-- Prompt --
Pull each line containing "currency" out of the data and copy it.
··········
PR #467, opened 2018-08-09
Switch to coingecko.com API

### LINKED ISSUE #464: Move from CoinMarketCap
> The Public API will be taken offline on December 4th, 2018. Please migrate your application to the free tier of the Professional API. - https://coinmarketcap.com/api/

They first forced us to move to a completely different v2 API and then months later they deprecate the v2 API in favor of a different paid API. They also don't respond to support requests. Such an amateur show.

---

Relevant Marketmaker issue: https://github.com/artemii235/SuperNET/issues/116

We should investigate https://www.coingecko.com/api/docs/v3

We should also consider setting up our own caching proxy so we don't overload their servers.

sindresorhus:
Fixes #464

It should be faster now too as we can fetch all the data in one request instead of one request per symbol.


app/renderer/containers/App.js
```diff
@@ -21,43 +21,36 @@ const excludedTestCurrencies = new Set([
...
-	if (json.metadata.error) {
-		return fallback;
-	}
+	// The API just ignores IDs it doesn't support, so we need to iterate
+	// our list of symbols instead of the result so we can add the fallbacks.
+	const currencies = symbols.map(symbol => {
+		const currency = data.find(currency => currency.symbol.toUpperCase() === symbol);
+		return {
+			symbol,
+			price: currency ? currency.high_24h : 0,
```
··········
-- Written solution --
+		const currency = data.find(currency => currency.symbol.toUpperCase() === symbol);
+			price: currency ? currency.high_24h : 0,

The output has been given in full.